TASK INSTRUCTIONS → Each line of the material below should be retyped precisely as it appears.

#####

Issue #192, opened 2017-10-22
Broken link in the blog


gaearon:
https://reactjs.org/blog/2014/10/16/react-v0.12-rc1.html#react-elements

> We talked about this topic in depth earlier this week. 

Leads nowhere.

bvaughn:
Just to clarify: This task is to fix the broken link to point to `/blog/2014/10/14/introducing-react-elements.html` (eg fix the "introducting" typo)

emmafallancy:
Can I voluntarily take this?

bvaughn:
This issue is all yours< @emmafallancy 😄

I've added an "in-progress" label so that others will know not to start work on the issue. If you change your mind about the issue, no worries! Just let me know so that I can remove the label and free it up for someone else to claim.

Cheers!

emmafallancy:
Yeay!!! Thanks! 🎉

brijeshprasad89:
@emma let me know if you change your mind

gaearon:
Hmm. The issue I see is that the link points to:

https://blog/2014/10/14/introducing-react-elements.html

Which isn't a real URL.

emmafallancy:
@gaearon Yup. There was a typo there. Also, I got question regarding the related matter as well. I've made a PR just now at #193 and a question there too.

gaearon:
Thanks for the PR! I merged it as is but I want to understand two things:

1. Why existing `redirect_from` that you mentioned didn't work. On the old website it seemed to work (and this is why we didn't have this issue earlier).

2. Why, if the website can't find something, it redirects to such a strange URL (with `blog` domain) rather than to our 404 page.

I think we need to keep the issue open until we figure out both of these things. Would you like to continue looking into it?

emmafallancy:
@gaearon yes, I would like to give it a try. Didn't dig further about this just now. Only just found out about the behaviour in question 2. I brought up question 1 is because since we fix the problem for the broken link, was wondering if we ever still need the redirect.

emmafallancy:
@gaearon I've made a PR #194 which leads to the issue in question 2 that you have just now.

bvaughn:
Fixed via #192 and #194

PR #194, opened 2017-10-22
Fix the blog slug html creation that leads to improper redirect

emmafallancy:
@gaearon I've drill down to the question of why it's not redirecting to a proper redirect, especially on `blog`, which you highlighted in #192 . It appears that the creation of slug in `gatsby-node.js` in the root folder contains a forward slash, which I would say create a file with a forward slash in the beginning. Having the forward slash in the beginning seems to have cause a redirect to with `blog` as the domain.

Based on the issue before, having this url -> `<domain>/blog/2014/10/14/introducting-react-elements.html` will redirect to having `blog` as the domain. The fix will resolve it to redirect into `<domain>/blog/2014/10/14/introducing-react-elements.html`.

### DIFF
--- a/gatsby-node.js
+++ b/gatsby-node.js
@@ -189,7 +189,7 @@ exports.onCreateNode = ({node, boundActionCreators, getNode}) => {
           const day = match[3];
           const filename = match[4];
 
-          slug = `/blog/${year}/${month}/${day}/${filename}.html`;
+          slug = `blog/${year}/${month}/${day}/${filename}.html`;
 
           const date = new Date(year, month - 1, day);
 
--- a/gatsby-node.js
+++ b/gatsby-node.js
@@ -127,7 +127,7 @@ exports.createPages = async ({graphql, boundActionCreators}) => {
           // A leading "/" is required for redirects to work,
           // But multiple leading "/" will break redirects.
           // For more context see github.com/reactjs/reactjs.org/pull/194
-          const toPath = slug.startsWith('/') ? slug : `/${slug}`
+          const toPath = slug.startsWith('/') ? slug : `/${slug}`;
 
           redirectToSlugMap[fromPath] = slug;
           createRedirect({
--- a/gatsby-node.js
+++ b/gatsby-node.js
@@ -124,6 +124,9 @@ exports.createPages = async ({graphql, boundActionCreators}) => {
             process.exit(1);
           }
 
+          // A leading "/" is required for redirects to work,
+          // But multiple leading "/" will break redirects.
+          // For more context see github.com/reactjs/reactjs.org/pull/194
           const toPath = slug.startsWith('/') ? slug : `/${slug}`
 
           redirectToSlugMap[fromPath] = slug;
--- a/gatsby-node.js
+++ b/gatsby-node.js
@@ -124,11 +124,13 @@ exports.createPages = async ({graphql, boundActionCreators}) => {
             process.exit(1);
           }
 
+          const toPath = slug.startsWith('/') ? slug : `/${slug}`
+
           redirectToSlugMap[fromPath] = slug;
           createRedirect({
             fromPath: `/${fromPath}`,
             redirectInBrowser: true,
-            toPath: `/${slug}`,
+            toPath,
           });
         });
       }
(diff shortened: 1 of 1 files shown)


gatsby-node.js
```diff
@@ -189,7 +189,7 @@ exports.onCreateNode = ({node, boundActionCreators, getNode}) => {
           const day = match[3];
           const filename = match[4];
 
-          slug = `/blog/${year}/${month}/${day}/${filename}.html`;
+          slug = `blog/${year}/${month}/${day}/${filename}.html`;
```
gaearon: If we don't need slash here why do we need it on line 206 below?

emmafallancy: I've also notice that most permalink does not contain any forward slash at the beginning of the URL. I could not have find any possible way that any of the pages that falls into line 206. With the blog having the forward slash in front previously had causes an extra forward slash prepended. In line 206, I would not risk saying anything about it but if so, there could also be an extra slash prepended if it goes to line 206, based on the redirect of the `blog`.

screen shot 2017-10-23 at 12 35 55 am

emmafallancy: @gaearon sorry, my bad. For line 206, that only applies to `index.md` in the root content folder. If somehow no _permalink_ is being supplied in any of the `md` file content other than `index.md` in the root content folder, it will give an error based on the slug being created. And because `index.md` does not have any parent to its _relativePath_ and it is a parent of itself, it is necessary for having the forward slash prepended in line 206.

emmafallancy: Maybe we can have something like below for line 206 to prevent unnecessary forward slash to be added if it's not the root `index.md` or coming from having its parent node like `blog`, `docs` for the slug creation. Given if there's a forward slash in the beginning and it does not come from root `index.md`, it will give error...

```js
if (relativePath.match(/.*\/index.md$/)) {
  // create slug with no forward slash in the beginning
} else {
  // create slug with forward slash in the beginning
  slug = `/${relativePath.replace('.md', '.html')}`;
}
```

Just a thought and findings that I made. Happy to hear what you have in mind about this PR 😃 @gaearon

bvaughn: This change (removing the "/" prefix) breaks the main Docs redirect.

To reproduce, click on "Blog" in the top nav, which should redirect to the most recent blog entry, but now/instead redirects to "/blog/blog/2017/09/26/react-v16.0.html" (note the double "blog/blog" at the beginning).

bvaughn: I just built the site locally (`yarn build`) and looked at the generated `public/_redirects` file (the file that's [used by Netlify for redirects](https://www.netlify.com/docs/redirects/)). Looking for this specific redirect I see:
```
/blog/2014/10/14/introducting-react-elements.html  //blog/2014/10/14/introducing-react-elements.html  302
```

The double slash before "blog" shouldn't be there. That problem only occurs for this specific redirect. I _think_ that's because our redirect-creation loop always prepends a "/" before the `slug`:
```js
          createRedirect({
            fromPath: `/${fromPath}`,
            redirectInBrowser: true,
            toPath: `/${slug}`,
          });
```

I think the fix to this might just be to conditionally prefix:
```diff
diff --git a/gatsby-node.js b/gatsby-node.js
index 9613217f8..6846788f5 100644
--- a/gatsby-node.js
+++ b/gatsby-node.js
@@ -114,11 +114,13 @@ exports.createPages = async ({graphql, boundActionCreators}) => {
             process.exit(1);
           }
 
+          const toPath = slug.startsWith('/') ? slug : `/${slug}`
+
           redirectToSlugMap[fromPath] = slug;
           createRedirect({
             fromPath: `/${fromPath}`,
             redirectInBrowser: true,
-            toPath: `/${slug}`,
+            toPath,
           });
         });
       }
```

That change corrects the entry in the `public/_redirects` file _and_ fixes the (local) redirect logic in the dev server.

bvaughn:
Thanks! 👍 This change seems solid to me.

emmafallancy:
@bvaughn awesome 😄 thanks for pointing out and I wasn't aware about the redirect loop. Thanks for helping me out on it 😃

#####

TASK RESULT →
Issue #192, opened 2017-10-22
Broken link in the blog


gaearon:
https://reactjs.org/blog/2014/10/16/react-v0.12-rc1.html#react-elements

> We talked about this topic in depth earlier this week. 

Leads nowhere.

bvaughn:
Just to clarify: This task is to fix the broken link to point to `/blog/2014/10/14/introducing-react-elements.html` (eg fix the "introducting" typo)

emmafallancy:
Can I voluntarily take this?

bvaughn:
This issue is all yours< @emmafallancy 😄

I've added an "in-progress" label so that others will know not to start work on the issue. If you change your mind about the issue, no worries! Just let me know so that I can remove the label and free it up for someone else to claim.

Cheers!

emmafallancy:
Yeay!!! Thanks! 🎉

brijeshprasad89:
@emma let me know if you change your mind

gaearon:
Hmm. The issue I see is that the link points to:

https://blog/2014/10/14/introducing-react-elements.html

Which isn't a real URL.

emmafallancy:
@gaearon Yup. There was a typo there. Also, I got question regarding the related matter as well. I've made a PR just now at #193 and a question there too.

gaearon:
Thanks for the PR! I merged it as is but I want to understand two things:

1. Why existing `redirect_from` that you mentioned didn't work. On the old website it seemed to work (and this is why we didn't have this issue earlier).

2. Why, if the website can't find something, it redirects to such a strange URL (with `blog` domain) rather than to our 404 page.

I think we need to keep the issue open until we figure out both of these things. Would you like to continue looking into it?

emmafallancy:
@gaearon yes, I would like to give it a try. Didn't dig further about this just now. Only just found out about the behaviour in question 2. I brought up question 1 is because since we fix the problem for the broken link, was wondering if we ever still need the redirect.

emmafallancy:
@gaearon I've made a PR #194 which leads to the issue in question 2 that you have just now.

bvaughn:
Fixed via #192 and #194

PR #194, opened 2017-10-22
Fix the blog slug html creation that leads to improper redirect

emmafallancy:
@gaearon I've drill down to the question of why it's not redirecting to a proper redirect, especially on `blog`, which you highlighted in #192 . It appears that the creation of slug in `gatsby-node.js` in the root folder contains a forward slash, which I would say create a file with a forward slash in the beginning. Having the forward slash in the beginning seems to have cause a redirect to with `blog` as the domain.

Based on the issue before, having this url -> `<domain>/blog/2014/10/14/introducting-react-elements.html` will redirect to having `blog` as the domain. The fix will resolve it to redirect into `<domain>/blog/2014/10/14/introducing-react-elements.html`.

### DIFF
--- a/gatsby-node.js
+++ b/gatsby-node.js
@@ -189,7 +189,7 @@ exports.onCreateNode = ({node, boundActionCreators, getNode}) => {
           const day = match[3];
           const filename = match[4];
 
-          slug = `/blog/${year}/${month}/${day}/${filename}.html`;
+          slug = `blog/${year}/${month}/${day}/${filename}.html`;
 
           const date = new Date(year, month - 1, day);
 
--- a/gatsby-node.js
+++ b/gatsby-node.js
@@ -127,7 +127,7 @@ exports.createPages = async ({graphql, boundActionCreators}) => {
           // A leading "/" is required for redirects to work,
           // But multiple leading "/" will break redirects.
           // For more context see github.com/reactjs/reactjs.org/pull/194
-          const toPath = slug.startsWith('/') ? slug : `/${slug}`
+          const toPath = slug.startsWith('/') ? slug : `/${slug}`;
 
           redirectToSlugMap[fromPath] = slug;
           createRedirect({
--- a/gatsby-node.js
+++ b/gatsby-node.js
@@ -124,6 +124,9 @@ exports.createPages = async ({graphql, boundActionCreators}) => {
             process.exit(1);
           }
 
+          // A leading "/" is required for redirects to work,
+          // But multiple leading "/" will break redirects.
+          // For more context see github.com/reactjs/reactjs.org/pull/194
           const toPath = slug.startsWith('/') ? slug : `/${slug}`
 
           redirectToSlugMap[fromPath] = slug;
--- a/gatsby-node.js
+++ b/gatsby-node.js
@@ -124,11 +124,13 @@ exports.createPages = async ({graphql, boundActionCreators}) => {
             process.exit(1);
           }
 
+          const toPath = slug.startsWith('/') ? slug : `/${slug}`
+
           redirectToSlugMap[fromPath] = slug;
           createRedirect({
             fromPath: `/${fromPath}`,
             redirectInBrowser: true,
-            toPath: `/${slug}`,
+            toPath,
           });
         });
       }
(diff shortened: 1 of 1 files shown)


gatsby-node.js
```diff
@@ -189,7 +189,7 @@ exports.onCreateNode = ({node, boundActionCreators, getNode}) => {
           const day = match[3];
           const filename = match[4];
 
-          slug = `/blog/${year}/${month}/${day}/${filename}.html`;
+          slug = `blog/${year}/${month}/${day}/${filename}.html`;
```
gaearon: If we don't need slash here why do we need it on line 206 below?

emmafallancy: I've also notice that most permalink does not contain any forward slash at the beginning of the URL. I could not have find any possible way that any of the pages that falls into line 206. With the blog having the forward slash in front previously had causes an extra forward slash prepended. In line 206, I would not risk saying anything about it but if so, there could also be an extra slash prepended if it goes to line 206, based on the redirect of the `blog`.

screen shot 2017-10-23 at 12 35 55 am

emmafallancy: @gaearon sorry, my bad. For line 206, that only applies to `index.md` in the root content folder. If somehow no _permalink_ is being supplied in any of the `md` file content other than `index.md` in the root content folder, it will give an error based on the slug being created. And because `index.md` does not have any parent to its _relativePath_ and it is a parent of itself, it is necessary for having the forward slash prepended in line 206.

emmafallancy: Maybe we can have something like below for line 206 to prevent unnecessary forward slash to be added if it's not the root `index.md` or coming from having its parent node like `blog`, `docs` for the slug creation. Given if there's a forward slash in the beginning and it does not come from root `index.md`, it will give error...

```js
if (relativePath.match(/.*\/index.md$/)) {
  // create slug with no forward slash in the beginning
} else {
  // create slug with forward slash in the beginning
  slug = `/${relativePath.replace('.md', '.html')}`;
}
```

Just a thought and findings that I made. Happy to hear what you have in mind about this PR 😃 @gaearon

bvaughn: This change (removing the "/" prefix) breaks the main Docs redirect.

To reproduce, click on "Blog" in the top nav, which should redirect to the most recent blog entry, but now/instead redirects to "/blog/blog/2017/09/26/react-v16.0.html" (note the double "blog/blog" at the beginning).

bvaughn: I just built the site locally (`yarn build`) and looked at the generated `public/_redirects` file (the file that's [used by Netlify for redirects](https://www.netlify.com/docs/redirects/)). Looking for this specific redirect I see:
```
/blog/2014/10/14/introducting-react-elements.html  //blog/2014/10/14/introducing-react-elements.html  302
```

The double slash before "blog" shouldn't be there. That problem only occurs for this specific redirect. I _think_ that's because our redirect-creation loop always prepends a "/" before the `slug`:
```js
          createRedirect({
            fromPath: `/${fromPath}`,
            redirectInBrowser: true,
            toPath: `/${slug}`,
          });
```

I think the fix to this might just be to conditionally prefix:
```diff
diff --git a/gatsby-node.js b/gatsby-node.js
index 9613217f8..6846788f5 100644
--- a/gatsby-node.js
+++ b/gatsby-node.js
@@ -114,11 +114,13 @@ exports.createPages = async ({graphql, boundActionCreators}) => {
             process.exit(1);
           }
 
+          const toPath = slug.startsWith('/') ? slug : `/${slug}`
+
           redirectToSlugMap[fromPath] = slug;
           createRedirect({
             fromPath: `/${fromPath}`,
             redirectInBrowser: true,
-            toPath: `/${slug}`,
+            toPath,
           });
         });
       }
```

That change corrects the entry in the `public/_redirects` file _and_ fixes the (local) redirect logic in the dev server.

bvaughn:
Thanks! 👍 This change seems solid to me.

emmafallancy:
@bvaughn awesome 😄 thanks for pointing out and I wasn't aware about the redirect loop. Thanks for helping me out on it 😃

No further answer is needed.